Keith Scott, (Craig Sheffer) played an unforgettable role as the boys’ uncle when he stepped up to be a father to his brother Dan’s child and again when he cared for Lucas’ mother, Karen (Moira Kelly), only to be murdered later by Dan.
Haley James (Bethany Joy Galeotti) — Lucas’ best friend and later in the series, Nathan’s wife — remained a staple in the nine year run of the series.
Peyton Sawyer (Hilarie Burton), who at one time was Nathan’s girlfriend, became Lucas’ wife and the mother of their child. Brooke Davis (Sophia Bush.) Lucas’ former flame, Peyton’s BFF, and more recently in the series, Julian’s wife and the mother of twin boys, also stayed with the series for the entire run.
After season six Peyton and Lucas moved out of Tree Hill (leaving the show) and with the exit, brought new faces and recurring guest stars to the series.
Those included: Julian Baker (Austin Nichols), who made perhaps the biggest mark, marrying Brooke and fathering their children; Millicent Huxtable (Lisa Goldstein), Brooke’s assistant and friend, and Mouth’s (Lee Norris) wife and mother-to-be; and Clay Evans (Robert Buckley), Nathan’s agent, friend, and in the final episode, brother-in-law, marrying Quinn James (Shantel VanSanten), Haley’s older sister.
As the final episode in the series was played, I tried to take it all in. What was the significance of each moment and why did it end this way?
I was pleasantly surprised with the final episode, though.

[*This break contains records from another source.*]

PR #78, opened 2022-08-10
Implement /etc/hosts file gatherer

rtorrero:
This PR:
 - Changes a bit the corosyncconf gatherer to use dependency injection for the interaction with the filesystem. This improves the testability
 - Implements a gatherer that collects facts about the /etc/hosts file. Given a hostname as argument, it will return a list of IPs that the hostname resolves to.
 - Takes care about some minor complains by the linter

### DIFF
--- a/internal/factsengine/gatherers/hostsfile.go
+++ b/internal/factsengine/gatherers/hostsfile.go
@@ -2,7 +2,6 @@ package gatherers
 
 import (
 	"bufio"
-	"errors"
 	"fmt"
 	"os"
 	"regexp"
@@ -21,7 +20,7 @@ const (
 )
 
 var (
-	HostsEntryCompiled = regexp.MustCompile(parsingRegexp)
+	hostsEntryCompiled = regexp.MustCompile(parsingRegexp)
 )
 
 // nolint:gochecknoglobals
@@ -70,19 +69,15 @@ func (s *HostsFileGatherer) Gather(factsRequests []entities.FactRequest) ([]enti
 
 	for _, factReq := range factsRequests {
 		var fact entities.Fact
-		var found bool
 
-		for hostname, ip := range hostsFileMap.Value {
-			if hostname == factReq.Argument {
-				fact = entities.NewFactGatheredWithRequest(factReq, ip)
-				facts = append(facts, fact)
-				found = true
-				break
-			}
+		if ip, found := hostsFileMap.Value[factReq.Argument]; found {
+			fact = entities.NewFactGatheredWithRequest(factReq, ip)
+		} else {
+			gatheringError := HostsEntryNotFoundError.Wrap(factReq.Argument)
+			log.Error(gatheringError)
+			fact = entities.NewFactGatheredWithError(factReq, gatheringError)
 		}
-		if !found {
-			return nil, errors.New(HostsEntryNotFoundError.Error())
-		}
+		facts = append(facts, fact)
 	}
 
 	log.Infof("Requested /etc/hosts file facts gathered")
@@ -117,12 +112,12 @@ func hostsFileToMap(lines []string) (*entities.FactValueMap, error) {
 	var paramsMap = make(map[string]string)
 
 	for _, line := range lines {
-		match := HostsEntryCompiled.FindStringSubmatch(line)
+		match := hostsEntryCompiled.FindStringSubmatch(line)
 
 		if match == nil {
 			return nil, fmt.Errorf("invalid hosts file structure")
 		}
-		for i, name := range HostsEntryCompiled.SubexpNames() {
+		for i, name := range hostsEntryCompiled.SubexpNames() {
 			if i > 0 && i <= len(match) {
 				paramsMap[name] = match[i]
 			}
@@ -130,8 +125,8 @@ func hostsFileToMap(lines []string) (*entities.FactValueMap, error) {
 		hostnames := strings.Fields(paramsMap["hostnames"])
 
 		for _, hostname := range hostnames {
-			if i, found := hostsFileMap[hostname]; found {
-				if ipsByHostname, ok := i.(*entities.FactValueList); ok {
+			if ip, found := hostsFileMap[hostname]; found {
+				if ipsByHostname, ok := ip.(*entities.FactValueList); ok {
 					ipsByHostname.Value = append(ipsByHostname.Value, &entities.FactValueString{Value: paramsMap["ip"]})
 				} else {
 					return nil, fmt.Errorf("casting error while mapping ips to hosts")
--- a/internal/factsengine/gatherers/hostsfile.go
+++ b/internal/factsengine/gatherers/hostsfile.go
@@ -42,7 +42,7 @@ var (
 )
 
 type HostsFileGatherer struct {
-	hostsFile string
+	hostsFilePath string
 }
 
 func NewDefaultHostsFileGatherer() *HostsFileGatherer {
@@ -50,14 +50,14 @@ func NewDefaultHostsFileGatherer() *HostsFileGatherer {
 }
 
 func NewHostsFileGatherer(hostsFile string) *HostsFileGatherer {
-	return &HostsFileGatherer{hostsFile: hostsFile}
+	return &HostsFileGatherer{hostsFilePath: hostsFile}
 }
 
 func (s *HostsFileGatherer) Gather(factsRequests []entities.FactRequest) ([]entities.Fact, error) {
 	facts := []entities.Fact{}
 	log.Infof("Starting /etc/hosts file facts gathering process")
 
-	hostsFile, err := readHostsFileByLines(s.hostsFile)
+	hostsFile, err := readHostsFileByLines(s.hostsFilePath)
 	if err != nil {
 		return nil, HostsFileError.Wrap(err.Error())
 	}
@@ -90,17 +90,23 @@ func readHostsFileByLines(filePath string) ([]string, error) {
 		return nil, err
 	}
 
-	defer hostsFile.Close()
+	defer func() {
+		err := hostsFile.Close()
+		if err != nil {
+			log.Error(err)
+		}
+	}()
 
 	fileScanner := bufio.NewScanner(hostsFile)
 	fileScanner.Split(bufio.ScanLines)
 	var fileLines []string
 
 	for fileScanner.Scan() {
-		if strings.HasPrefix(fileScanner.Text(), "#") || fileScanner.Text() == "" {
+		scannedLine := fileScanner.Text()
+		if strings.HasPrefix(scannedLine, "#") || scannedLine == "" {
 			continue
 		}
-		fileLines = append(fileLines, fileScanner.Text())
+		fileLines = append(fileLines, scannedLine)
 	}
 
 	return fileLines, nil
--- a/internal/factsengine/gatherers/hostsfile.go
+++ b/internal/factsengine/gatherers/hostsfile.go
@@ -17,12 +17,11 @@ const (
 	HostsFilePath       = "/etc/hosts"
 	ipMatchGroup        = "ip"
 	hostnamesMatchGroup = "hostnames"
+	parsingRegexp       = `(?m)(?P<` + ipMatchGroup + `>\S+)\s+(?P<` + hostnamesMatchGroup + `>.+)`
 )
 
 var (
-	parsingRegexp      = `(?m)(?P<` + ipMatchGroup + `>\S+)\s+(?P<` + hostnamesMatchGroup + `>.+)`
 	HostsEntryCompiled = regexp.MustCompile(parsingRegexp)
-	//HostsEntryCompiled = regexp.MustCompile(`(?m)(?P<ip>\S+)\s+(?P<hostnames>.+)`)
 )
 
 // nolint:gochecknoglobals
@@ -73,7 +72,7 @@ func (s *HostsFileGatherer) Gather(factsRequests []entities.FactRequest) ([]enti
 		var fact entities.Fact
 		var found bool
 
-		for hostname, ip := range hostsFileMap {
+		for hostname, ip := range hostsFileMap.Value {
 			if hostname == factReq.Argument {
 				fact = entities.NewFactGatheredWithRequest(factReq, ip)
 				facts = append(facts, fact)
@@ -112,8 +111,9 @@ func readHostsFileByLines(filePath string) ([]string, error) {
 	return fileLines, nil
 }
 
-func hostsFileToMap(lines []string) (map[string][]string, error) {
-	var hostsFileMap = make(map[string][]string)
+func hostsFileToMap(lines []string) (*entities.FactValueMap, error) {
+	var hostsFileMap = make(map[string]entities.FactValue)
+
 	var paramsMap = make(map[string]string)
 
 	for _, line := range lines {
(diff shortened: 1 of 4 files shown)


internal/factsengine/gatherers/hostsfile.go
```diff
@@ -0,0 +1,74 @@
...
+
+	"github.com/pkg/errors"
+	log "github.com/sirupsen/logrus"
+	"github.com/spf13/afero"
+	"github.com/trento-project/agent/internal/utils"
+)
+
+const (
+	HostsFactKey  = "hosts"
+	HostsFilePath = "/etc/hosts"
```
CDimonaco, line 17: If we don't use them outside the package we can leave them unexported, both the constants

CDimonaco (changes requested):
Just the const things, and then LGTM, all good!

internal/factsengine/factsengine_test.go
```diff
@@ -409,7 +408,7 @@ func (suite *FactsEngineTestSuite) TestFactsEngineLoadPlugins() {
 
 	engine := &FactsEngine{ // nolint
 		factGatherers: map[string]gatherers.FactGatherer{
-			gatherers.CorosyncFactKey: gatherers.NewCorosyncConfGatherer(),
+			gatherers.CorosyncCmapCtlFactKey: gatherers.NewCorosyncCmapctlGatherer(),
```
arbulu89, line 411: Nothing wrong with it, but why this change?

internal/factsengine/factsengine.go
```diff
@@ -21,17 +22,19 @@ type FactsEngine struct {
 }
 
 func NewFactsEngine(agentID, factsEngineService string) *FactsEngine {
+	fileSystem := afero.NewOsFs()
```
arbulu89, line 25: So at the end we go with the DI hehe
If this is the case @rtorrero , could you take care of changing the rest of the gatherers that use the `CommandExecutor` so they use the same technique, and we pass the as variables.
I'm not a big fan of that, but hey, it looks like everyone else prefers this way.
You could do it of course in other PR

internal/factsengine/gatherers/hostsfile.go
```diff
@@ -0,0 +1,74 @@
...
+	"strings"
+
+	"github.com/pkg/errors"
+	log "github.com/sirupsen/logrus"
+	"github.com/spf13/afero"
+	"github.com/trento-project/agent/internal/utils"
+)
+
+const (
+	HostsFactKey  = "hosts"
```
arbulu89, line 16: I would call this `HostsGathererName` . The `FactKey` thing go obsolete, I would say.

internal/factsengine/gatherers/hostsfile.go
```diff
@@ -0,0 +1,74 @@
...
+	for _, factReq := range factsRequests {
+		factValue := searchMapByValue(hostsMap, factReq.Argument)
+		if len(factValue) < 1 {
+			continue
+		}
+		fact := NewFactWithRequest(factReq, searchMapByValue(hostsMap, factReq.Argument))
+		facts = append(facts, fact)
+	}
+
+	log.Infof("Requested Hosts file facts gathered")
```
arbulu89, line 55: Maybe change to `Requested /etc/hosts file facts gathered` to align with the first logging message

internal/factsengine/gatherers/hostsfile.go
```diff
@@ -0,0 +1,74 @@
...
+	}
+
+	hostsMap := utils.FindMatches(`(?m)^([^#|\s]+)\s([^#\n]+)#?.*$`, hostsFileContents)
+
+	for _, factReq := range factsRequests {
+		factValue := searchMapByValue(hostsMap, factReq.Argument)
+		if len(factValue) < 1 {
+			continue
+		}
+		fact := NewFactWithRequest(factReq, searchMapByValue(hostsMap, factReq.Argument))
```
arbulu89, line 51: We could use here the `factValue`, right?
No need to call the function back again.

internal/factsengine/gatherers/hostsfile.go
```diff
@@ -0,0 +1,74 @@
...
+	if err != nil {
+		return facts, err
+	}
+
+	hostsMap := utils.FindMatches(`(?m)^([^#|\s]+)\s([^#\n]+)#?.*$`, hostsFileContents)
+
+	for _, factReq := range factsRequests {
+		factValue := searchMapByValue(hostsMap, factReq.Argument)
+		if len(factValue) < 1 {
+			continue
```
arbulu89, line 49: Is this the piece of code where we should return an failed fact? Could we put a `TODO` comment?

internal/factsengine/gatherers/hostsfile_test.go
```diff
@@ -0,0 +1,114 @@
...
+	confFile, _ := ioutil.ReadAll(testFile)
+	err := afero.WriteFile(suite.fileSystem, "/etc/hosts", confFile, 0644)
+	assert.NoError(suite.T(), err)
+	c := NewHostsFileGatherer(suite.fileSystem)
+
+	factRequests := []FactRequest{
+		{
+			Name:     "hosts_localhost",
+			Gatherer: "hosts",
+			Argument: "localhost",
```
arbulu89, line 42: I would put the `CheckID` in the `FactRequest` entry, so we test that the same `CheckID` is present in the result

internal/factsengine/gatherers/hostsfile.go
```diff
@@ -0,0 +1,74 @@
...
+		}
+		fact := NewFactWithRequest(factReq, searchMapByValue(hostsMap, factReq.Argument))
+		facts = append(facts, fact)
+	}
+
+	log.Infof("Requested Hosts file facts gathered")
+	return facts, nil
+}
+
+func searchMapByValue(m map[string]interface{}, value string) []string {
```
arbulu89, line 59: The function looks a bit cryptic, isn't it? hehe

arbulu89 (changes requested):
Nice @rtorrero ,
Some minor changes asked.

About the DI, as commented in one comment below, as looks like everybody prefers the option to add it in the constructor, (even other PRs started having such a things), could you work in other PR to use the `CommandExecutor` this way.
Thanks

internal/factsengine/factsengine_test.go
rtorrero: Basically because the CorosyncCmapctlGatherer doesn't require to pass any parameter to the constructor. But I guess that is changing soon enough :-)

internal/factsengine/gatherers/hostsfile.go
rtorrero: Totally, I moved this last minute and forgot.

internal/factsengine/gatherers/hostsfile.go
rtorrero: I hope it looks a bit better now :-)

internal/factsengine/gatherers/hostsfile.go
rtorrero: I wouldn't add a TODO there as I think it could be an option to just return no results for a fact request. But we need to discuss that and come back to this.

rtorrero:
Most comments have been addressed, should be good to merge now but let me know :-)

internal/factsengine/gatherers/hostsfile_test.go
```diff
@@ -0,0 +1,120 @@
...
+			CheckID:  "check1",
+		},
+		{
+			Name:     "hosts_somehost",
+			Gatherer: "hosts",
```
nelsonkopliku, line 47: Once again, how does this fit in the DSL representation of the involved check (1.5.1)?

rtorrero: facts:
  - name: nodes_hosts_file_resolution
    gatherer: hosts_file
    argument: "node01:node02"

expectations:
  - name: nodes_resolvable_using_hosts_file
	# not sure how to express that the resulting list should have at least 2 results, just a suggestion
    expect: len(nodes_hosts_file_resolution) > 1

rtorrero: With the new expression evaluation in place, we can now use e.g. `array.some(|x| x == expected_value)` to check for the presence of an IP in the obtained facts, so it should be fine. If we don't know such IP we can just check for the length of the resulting array.

rtorrero:
I've re-used this old PR and rewritten a big chunk of it. I think it should be fine now!

@nelsonkopliku @CDimonaco @arbulu89 would you mind checking again?

rtorrero:
Im meanwhile adjusting to include the changes from  https://github.com/trento-project/agent/pull/133

internal/factsengine/gatherers/hostsfile.go
```diff
@@ -0,0 +1,138 @@
...
+	hostsFileMap, err := hostsFileToMap(hostsFile)
+	if err != nil {
+		return nil, HostsFileDecodingError.Wrap(err.Error())
+	}
+
+	for _, factReq := range factsRequests {
+		var fact entities.Fact
+		var found bool
+
+		for hostname, ip := range hostsFileMap {
```
arbulu89, line 76: Do you need to loop here?
Being a map, you could access with the key
```
if ip, found : = hostsFileMap(factReq.Argument); found {
...
```

internal/factsengine/gatherers/hostsfile.go
```diff
@@ -0,0 +1,138 @@
...
+			if hostname == factReq.Argument {
+				fact = entities.NewFactGatheredWithRequest(factReq, ip)
```
arbulu89, line 78: You will need to wrap the `ip` in the new format:
```
&FactValueString{Value: ip}
```

internal/factsengine/gatherers/hostsfile.go
```diff
@@ -0,0 +1,138 @@
...
+				facts = append(facts, fact)
+				found = true
+				break
+			}
+		}
+		if !found {
+			return nil, errors.New(HostsEntryNotFoundError.Error())
```
arbulu89, line 85: You must continue looping here even though you have 1 failure. There might be other facts for other checks.
You could have something like:
```
gatheringError := HostsEntryNotFoundError.Wrap(factReq.Argument)
log.Error(gatheringError)
fact = entities.NewFactGatheredWithError(factReq, gatheringError)
```

internal/factsengine/gatherers/hostsfile_test.go
```diff
@@ -0,0 +1,101 @@
+package gatherers
```
arbulu89, line 1: Could we have other test where the provided argument is not found? to test the abnormal path of the lookup

arbulu89 (changes requested):
Hey @rtorrero ,
Did you consider using some package like the nexts to load and parse the hosts file:
https://github.com/jaytaylor/go-hostsfile
https://github.com/txn2/txeh/blob/master/txeh.go

internal/factsengine/gatherers/hostsfile.go
```diff
@@ -128,11 +128,22 @@ func hostsFileToMap(lines []string) (map[string][]string, error) {
 			}
 		}
 		hostnames := strings.Fields(paramsMap["hostnames"])
+
 		for _, hostname := range hostnames {
-			hostsFileMap[hostname] = append(hostsFileMap[hostname], paramsMap["ip"])
+			if i, found := hostsFileMap[hostname]; found {
```
CDimonaco, line 133: just a minor thing, I really appreciate the fact that you are using proper variable name, it's all more readable, maybe we could use ip, instead of i, seems more aligned with the other names, what do you think?

internal/factsengine/gatherers/hostsfile.go
```diff
@@ -17,12 +17,11 @@ const (
 	HostsFilePath       = "/etc/hosts"
 	ipMatchGroup        = "ip"
 	hostnamesMatchGroup = "hostnames"
+	parsingRegexp       = `(?m)(?P<` + ipMatchGroup + `>\S+)\s+(?P<` + hostnamesMatchGroup + `>.+)`
 )
 
 var (
-	parsingRegexp      = `(?m)(?P<` + ipMatchGroup + `>\S+)\s+(?P<` + hostnamesMatchGroup + `>.+)`
 	HostsEntryCompiled = regexp.MustCompile(parsingRegexp)
```
CDimonaco, line 24: we use that regexp in other packages? Otherwise we could make that unexported

internal/factsengine/gatherers/hostsfile_test.go
rtorrero: It's already indirectly tested in the `TestHostsFileIgnoresCommentedHosts` test, but I can add a specific test as I noticed it may be not 100% clear.

rtorrero: In the end... I've decided not to add it, as it's basically a 1:1 copy of that tests. Let me know if it's ok

rtorrero:
> Hey @rtorrero , Did you consider using some package like the nexts to load and parse the hosts file: https://github.com/jaytaylor/go-hostsfile https://github.com/txn2/txeh/blob/master/txeh.go

I did check https://github.com/jaytaylor/go-hostsfile  but I discarded it as it just allows for reverse lookups (get the hostname from the IP).

Just looked at `txeh`, it should work but it's a bit overkill as it looks like it's aimed towards handling /etc/hosts file rather than fetching data fom it.

internal/factsengine/gatherers/hostsfile.go
```diff
@@ -0,0 +1,144 @@
...
+	}
+
+	HostsEntryNotFoundError = entities.FactGatheringError{
+		Type:    "hosts-file-value-not-found",
+		Message: "requested field value not found in /etc/hosts file",
+	}
+)
+
+type HostsFileGatherer struct {
+	hostsFile string
```
CDimonaco, line 45: I think that in general we could and we should use afero when possibile, in that case I think we could drop it, we could inject the path and use something like a fixture which we are doing right know in tests.

I just suggest to rename the hostsFile parameter here and in constructor function to hostsFilePath, is less misleading and we know right that it's the path and not the file content.

CDimonaco:
I left just one comment, but LGTM, good job!

internal/factsengine/gatherers/hostsfile.go
fabriziosestito: +1 to rename this prior merging

arbulu89 (approved):
Hey @rtorrero ,
I still think that we should use something like the `txnh` library. Or at least take reference on the code.
But if the tests are happy i'm happy as well.

PD:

It took place in the three more popular spots of the show (aside from the Tree Hill High) — Karen’s Cafe, Tric and the River Court which was the backdrop for an incredible turning point.

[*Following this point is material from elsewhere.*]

PR #213, opened 2017-12-05
use a full demo data dump instead of empty Db

haubourg:
using 1.2.1 full dump instead of 1.0.0. This will allow the automatic demo data upgrade.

The show was no longer about rivalry but about embracing life, talent, and love.
In the finale, Nathan speaks with Jamie (Jackson Brundage) about playing sports because that’s what Jamie wants to do, not because he wants to follow in Nathan’s footsteps, like Nathan was forced to do by Dan. In that moment, Nathan assured viewers (if there were ever a doubt) he was the anti-Dan.
Tric gave a final show with an appearance by Gavin DeGraw, who sings the theme song for “One Tree Hill.”
The whole ninth season the theme song didn’t start the show off and this was a little disheartening for me because it was tradition.
The scene was a great moment, probably one of my favorites, to see the entire cast singing along to the words of “I Don’t Want To Be” — Nathan fist pumping and everyone singing together, paying tribute to a song that will forever make the world think of “One Tree Hill.” Tric was started by Peyton and Karen, then Haley took over. Chase (Stephen Colletti) was the bar manager for years and, being down in the dumps about the direction his life is going, Haley makes him the new bar owner, even though he can’t make a drink.
Karen’s Cafe rooftop is where Haley and Lucas began making predictions for the year.
They would write them down and put them in a brick in the wall. The predictions couldn’t be opened until the next year.
In the finale, Haley passed the tradition on to Jamie. She explained the rules and quickly, Jamie piped up, “I want to beat dad’s scoring record.”
The finale went into fast forward showing Jamie getting his wish. Although it was a sour note that Lucas and Peyton weren’t present for the final episode, Mark Schwahn sent the show off with a sense of closure.
Every character received his or her own ending. It was bittersweet.